Meaning#
At least one Ceph monitor (mon) has dropped out of quorum. Mons maintain the cluster map and consensus; losing one reduces fault tolerance, and losing a majority halts the cluster.
Fires when:
count(ceph_mon_quorum_status == 0) > 0for: 10m, severity page, tier platform. This is a cluster-wide platform alert and carries no environment label — only cluster.
Impact#
Mons are the control plane of Ceph.
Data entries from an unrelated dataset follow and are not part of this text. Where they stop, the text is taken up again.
PR #2361, opened 2023-06-22
🐛 pre-fetch linkedCharts before baking

ikesau:
Found a pretty glaring oversight in the Gdoc baking process - we weren't including `linkedCharts`, which are needed to resolve any URLs / metadata to charts/explorers within a Gdoc.

It's a slightly more involved process because we need to resolve redirects first.

e.g. if a gdoc has a prominent link:

```
{.prominent-link}
url: https://ourworldindata.org/grapher/some-slug
{}
```
We use that slug to get the title and thumbnail for the prominent link.

If we update that slug, a redirect is created and we have to then resolve that redirect first before we can fetch the correct metadata.

An individual Gdoc already can already do this by calling `loadLinkedCharts`, but I didn't want to call that once per document so I fetch every single published chart & explorer and attach them instead. 

The reason we don't just do that all the time is because, for previews, we need to pass `linkedCharts` (along with the rest of the Gdoc) to the browser so passing 5000 grapher configs isn't really feasible.

### DIFF
--- a/baker/SiteBaker.tsx
+++ b/baker/SiteBaker.tsx
@@ -14,6 +14,7 @@ import {
     IMAGE_HOSTING_CDN_URL,
     IMAGE_HOSTING_BUCKET_SUBFOLDER_PATH,
     GDOCS_DETAILS_ON_DEMAND_ID,
+    BAKED_GRAPHER_URL,
 } from "../settings/serverSettings.js"
 
 import {
@@ -47,6 +48,7 @@ import {
     clone,
     getFilenameAsPng,
     extractDetailsFromSyntax,
+    LinkedChart,
 } from "@ourworldindata/utils"
 import { execWrapper } from "../db/execWrapper.js"
 import { countryProfileSpecs } from "../site/countryProfileProjects.js"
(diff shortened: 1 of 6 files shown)


packages/@ourworldindata/utils/src/owidTypes.ts
```diff
@@ -1113,8 +1113,8 @@ export interface OwidGdocTag {
 
 // A minimal object containing metadata needed for rendering prominent links etc in the client
 export interface LinkedChart {
-    slug: string
-    path: string
```
ikesau, line 1117: This implementation was actually flat out broken. I don't know why I went with such ambiguous names the first time 😵

baker/SiteBaker.tsx
```diff
@@ -307,17 +314,55 @@ export class SiteBaker {
...
             publishedGdoc.imageMetadata = imageMetadataDictionary
             publishedGdoc.linkedDocuments = publishedGdocsDictionary
-            const publishedExplorersBySlug =
-                await this.explorerAdminServer.getAllPublishedExplorersBySlugCached()
+            publishedGdoc.linkedCharts = {
+                ...publishedChartsBySlug,
+                ...publishedExplorersBySlug,
+            }
+            // this is a no-op if the gdoc doesn't have an all-chart block
+            await publishedGdoc.loadRelatedCharts()
```
ikesau, line 365: This is from #2326 , where I made this commit initially but then cherry-picked over to a new branch to isolate it for a PR.

It fixes a bug so it's fine to merge it here too.

marcelgerber (changes requested):
Yeah makes sense overall!
But found a few cases where this will still go wrong atm 🤐

marcelgerber (approved):

PR #2386, opened 2023-06-29
chore(grapher): add population id

sophiamersmann:
Discussion on [Slack](https://owid.slack.com/archives/C46U9LXRR/p1670855145129159)

Adds variable 597930 to the list of variable IDs whose source shouldn't be mentioned in the footer when used in Scatter plots and Marimekko charts.

I wasn't sure whether to add 597930 to the list or replace 597929 with 597930. 597929 seems to be still in use, so I opted for the former. And should we also replace 597929 with 597930 here? https://github.com/owid/owid-grapher/blob/a47c39ea877c26818882eb6926b0f46295e493c8/adminSiteClient/EditorBasicTab.tsx#L312

I want to merge this today, so the fix goes live. Can you have a quick look at this when you're back on Monday, @marcelgerber? Thank you!

### DIFF
--- a/packages/@ourworldindata/grapher/src/core/Grapher.tsx
+++ b/packages/@ourworldindata/grapher/src/core/Grapher.tsx
@@ -1389,7 +1389,8 @@ export class Grapher
         const isPopulationVariableId = (id: string): boolean =>
             id === "525709" || // "Population (historical + projections), Gapminder, HYDE & UN"
             id === "525711" || // "Population (historical estimates), Gapminder, HYDE & UN"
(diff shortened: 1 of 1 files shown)


marcelgerber (commented):
Great!

The difference between the two is that
- 597929 is historical estimates + future projections
- 597929 is only historical estimates

So, imo it's fine to be using both into the future, and also that 597929 remains the default in scatterplots.

sophiamersmann:
Ahh, I see! Thanks for looking at this so quickly (and on your free day!) 🙏🏻

PR #2391, opened 2023-07-03
:tada: add origins and origins_variables table

Marigold:
New tables needed by [origins in ETL](https://github.com/owid/etl/pull/1246).


db/migration/1687770112891-CreateOriginsTable.ts
```diff
@@ -0,0 +1,44 @@
...
+            id INT AUTO_INCREMENT PRIMARY KEY,
+            datasetTitleOwid VARCHAR(512),
+            datasetDescriptionOwid TEXT,
+            datasetDescriptionProducer TEXT,
+            producer VARCHAR(255),
+            citationProducer TEXT,
+            datasetUrlMain TEXT,
+            datasetUrlDownload TEXT,
+            dateAccessed DATE,
+            datePublished DATE
```
danyx23, line 16: I think this should maybe be a text field since it can be just a year - what do you think?

danyx23: Varchar actually

danyx23:
@larsyencken can you have a look at the DB changes and see if there is anything that you disagree with? Thanks!

db/migration/1688372371221-AddPresentationToVariables.ts
```diff
@@ -0,0 +1,91 @@
+import { MigrationInterface, QueryRunner } from "typeorm"
+
+export class AddPresentationToVariables1688372371221
+    implements MigrationInterface
+{
+    public async up(queryRunner: QueryRunner): Promise<void> {
+        await queryRunner.query(
+            `ALTER TABLE variables
+                ADD COLUMN schemaVersion INT NOT NULL DEFAULT 1,
+                ADD COLUMN processingLevel ENUM('minor', 'major'),
```
larsyencken, line 10: Enum fields are thought to be bad news in MySQL since they're quite annoying to change later and can have surprising properties.

Better to use a short `VARCHAR(30)` here as well.

If you want to, you can add a check constraint on it, they're new to MySQL since 8.0.16 (we're on 8.0.28):

```sql
ALTER TABLE variables
ADD CONSTRAINT checkProcessingLevel CHECK (processingLevel IN ('minor', 'major');
```

db/migration/1688372371221-AddPresentationToVariables.ts
```diff
@@ -0,0 +1,91 @@
...
+        )
+
+        // make variables.souceId nullable
+        await queryRunner.query(
+            `ALTER TABLE variables MODIFY sourceId int NULL;`
+        )
+
+        await queryRunner.query(`
+        CREATE TABLE posts_gdocs_variables_faqs (
+            gdocId varchar(255) CHARACTER SET utf8mb4 COLLATE utf8mb4_0900_as_cs NOT NULL,
```
larsyencken, line 37: Any reason for the special charset and collation? (leave a one-line comment perhaps)

db/migration/1688372371221-AddPresentationToVariables.ts
```diff
@@ -0,0 +1,91 @@
...
+                -- ADD COLUMN topicTagsLinks JSON,
+                ADD COLUMN keyInfoText JSON,
+                ADD COLUMN processingInfo TEXT,
+                ADD COLUMN licenses JSON,
+                ADD COLUMN presentationLicense JSON,
+                ADD COLUMN grapherConfigETL JSON;`
+        )
+        await queryRunner.query(
+            `ALTER TABLE datasets
+                ADD COLUMN updatePeriod INT;`
```
larsyencken, line 27: An integer duration field should really have its unit as part of the name. E.g. `updatePeriodMonths`

db/migration/1688372371221-AddPresentationToVariables.ts
```diff
@@ -0,0 +1,91 @@
...
+                ADD COLUMN producerShort TEXT,
+                ADD COLUMN citationInline TEXT,
+                ADD COLUMN descriptionShort TEXT,
+                ADD COLUMN descriptionFromProducer TEXT,
+                -- ADD COLUMN topicTagsLinks JSON,
+                ADD COLUMN keyInfoText JSON,
+                ADD COLUMN processingInfo TEXT,
+                ADD COLUMN licenses JSON,
+                ADD COLUMN presentationLicense JSON,
+                ADD COLUMN grapherConfigETL JSON;`
```
larsyencken, line 23: Are we set on having two `grapherConfig` objects on the variable? If so, could we rename the other one, to say what it's meant for?

If the ETL one is always the base, perhaps it could be `grapherConfigBase` and `grapherConfigOverlay`, or `grapherConfigETL` and `grapherConfigAdmin`?

larsyencken (changes requested):
Hey, just some small feedback and suggestions here.

I just looked at it as a whole, I didn't double check the exact fields against the schema, so I'm assuming that side is all good.

db/migration/1688372371221-AddPresentationToVariables.ts
Marigold: Good to know, changed it to `VARCHAR(30)`. (I didn't add the constraint, we validate this field in ETL anyway)

db/migration/1688372371221-AddPresentationToVariables.ts
Marigold: This is a foreign key to `posts_gdocs.id` which has this charset and collation (no idea why). I'll add a comment.

db/migration/1688372371221-AddPresentationToVariables.ts
Marigold: That makes sense, @danyx23 are you ok with this change?

db/migration/1688372371221-AddPresentationToVariables.ts
danyx23: I don't know when or how exactly this happened but our database has the default collation to do case INsensitive comparisons but then most (all?) tables define it as case sensitive which is why we have this explicitly in quite a few places.

db/migration/1688372371221-AddPresentationToVariables.ts
danyx23: yeah good idea although what we have is `updatePeriodDays`

db/migration/1688372371221-AddPresentationToVariables.ts
danyx23: Yes I think it's cleaner if we have two grapher objects for now. I think grapherConfigAdmin is a name that is easier to understand. 

My current best guess is that we'll want to use grapherConfigETL as our primary config. grapherConfigAdmin could be used as the place where we can store the copy of currently existing single variable grapher charts. This way, the grapherConfigAdmin can be filled once for a lot of variables, be written to from the Variable Annotation tool in the admin and is going to be immune from overwrites in the ETL. In the medium term we can then hopefully curate all the grapher config changes in the ETL and then evenutally drop grapherConfigAdmin.

danyx23:
Thank you @larsyencken! It's good to have a fresh set of eyes on this once more. @Marigold I added the two remaining todos to the notion table.

db/migration/1688372371221-AddPresentationToVariables.ts
```diff
@@ -0,0 +1,103 @@
...
+                ADD COLUMN schemaVersion INT NOT NULL DEFAULT 1,
+                ADD COLUMN processingLevel VARCHAR(30),
+                ADD COLUMN processingLog JSON,
+                ADD COLUMN titlePublic VARCHAR(512),
+                ADD COLUMN titleVariant VARCHAR(255),
+                ADD COLUMN producerShort VARCHAR(512),
+                ADD COLUMN citationInline TEXT,
+                ADD COLUMN descriptionShort TEXT,
+                ADD COLUMN descriptionFromProducer TEXT,
+                -- ADD COLUMN topicTagsLinks JSON,
```
ikesau, line 19: I see we're creating `tags_variables_topic_tags` instead of this. Does this mean the python model needs to change? Or should we maybe add a comment here explaining the discrepancy?

db/migration/1688372371221-AddPresentationToVariables.ts
ikesau: I first encountered this when wanting to create a FK for `posts_gdocs` - gdoc IDs _are_ case-sensitive but I don't think that would affect the operations we do with that table, either way.

@danyx23 `UpdateCharaterSet1647947484386` collated everything to `COLLATE utf8mb4_0900_as_cs` - just for my own understanding, does that concur with what you're saying about our DB's default collation?

db/migration/1688372371221-AddPresentationToVariables.ts
Marigold: I removed this outdated line. You're right there's a python ORM model, I'm trying to keep it in sync with these changes.

danyx23:
@ikesau for some reason I can't reply inline to your question about collation. So my theory is that this has to do with the wrong default collation that we had on our dev servers. Our prod server has the case sensitive version `utf8mb4_0900_as_cs` as the default, but our dev servers accidentally had `utf8mb4_0900_ai_csi` as the default. For all tables that we got from prod it didn't matter as the collation is specified in the create table statement - so on every refresh, we would sync and recreate the existing tables locally and this would set them to the correct collation.

But if you created new tables or relationships locally then those would fall back to the wrong dev default and then it became necessary to set the utf8mb4_0900_as_cs collation explicitly as in here. 

If all of the above is correct then with a dev database that is created today (e.g. via `make refresh`), or on prod, the above should work exactly the same without explicitly specifying the collation. I'm tempted to try this but have to finish a presentation rn :)

PR #2399, opened 2023-07-04
Add password hints

danyx23:
When authors use a staging server admin they are often puzzled about the user/password screen because normally we use cloudflare. This PR adds hints with the default password


sophiamersmann (approved):
Nice, I think that's helpful!
The email address is cut off for me, and I'm not sure there is a way to see the complete email? If this is just me not knowing how to operate a computer, please feel free to ignore!

Screenshot 2023-07-10 at 10 37 47

PR #2413, opened 2023-07-10
Sync explorers to Algolia

ikesau:
See #2053

Extracts all the unique descriptive text from our Explorer entries in the DB, chunks them, and uploads them to Algolia.


danyx23:
@ikesau is this still relevant? If so we should pin it

ikesau:
I'm going to close this and merge #2533 into master instead of a feature branch; review of the indexing script can be done in #2533 instead.

PR #2415, opened 2023-07-11
Fixes bug where narrative charts stopped responding to gdoc changes

sophiamersmann:
Sometimes narrative charts stopped reacting to changes made in the source gdoc, first described by Joe on [Slack](https://owid.slack.com/archives/C46U9LXRR/p1688466499021549).

### How to reproduce the problem

- Add a chart with a custom title to a gdoc
- Note that all controls are hidden
- Configure the chart to show a particular control, e.g. the `entitySelector`
- Note that the entity selector is visible
- Edit the gdoc to hide the entity selector by removing the `entitySelector` keyword
- Note that the entity selector is still visible
- Note that the console logs a hydration diff:
    - On the server: `hideEntityControls` is `false`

With one mon out of quorum the cluster still serves IO but has no redundancy margin; if quorum is lost entirely, all Ceph IO stops and PVCs across all environments on hetzner become unavailable.
Diagnosis#
kubectl config use-context hetzner
# Quorum membership and overall health
kubectl -n rook-ceph exec deploy/rook-ceph-tools -- ceph status
kubectl -n rook-ceph exec deploy/rook-ceph-tools -- ceph mon stat
kubectl -n rook-ceph exec deploy/rook-ceph-tools -- ceph health detailCheck the mon pods and the nodes they run on:
kubectl -n rook-ceph get pods -l app=rook-ceph-mon -o wide
kubectl -n rook-ceph logs <rook-ceph-mon-...>
kubectl get nodes # is a hetzner node NotReady?Identify which mon is missing from quorum (compare ceph mon stat membership against the running mon pods).
Mitigation#
- Find the affected mon from
ceph mon stat/ceph statusand locate its pod and node. - Node down? If the hetzner node hosting the mon is
NotReady, recover the node — that usually restores the mon. With 5 nodes, Rook may also reschedule the mon once the node returns. - Pod crashlooping? Inspect
kubectl -n rook-ceph logs <rook-ceph-mon-...>; restart it by deleting the pod and let the deployment recreate it:kubectl -n rook-ceph delete pod <rook-ceph-mon-...> - Persistent failure? Let the Rook operator handle mon failover — confirm the operator pod (
rook-ceph-operator) is healthy; it can fail over/replace a bad mon. Avoid manualmonmapsurgery unless following Rook’s mon-recovery procedure. - Re-run
ceph mon statuntil all mons are back in quorum andceph statusis clean.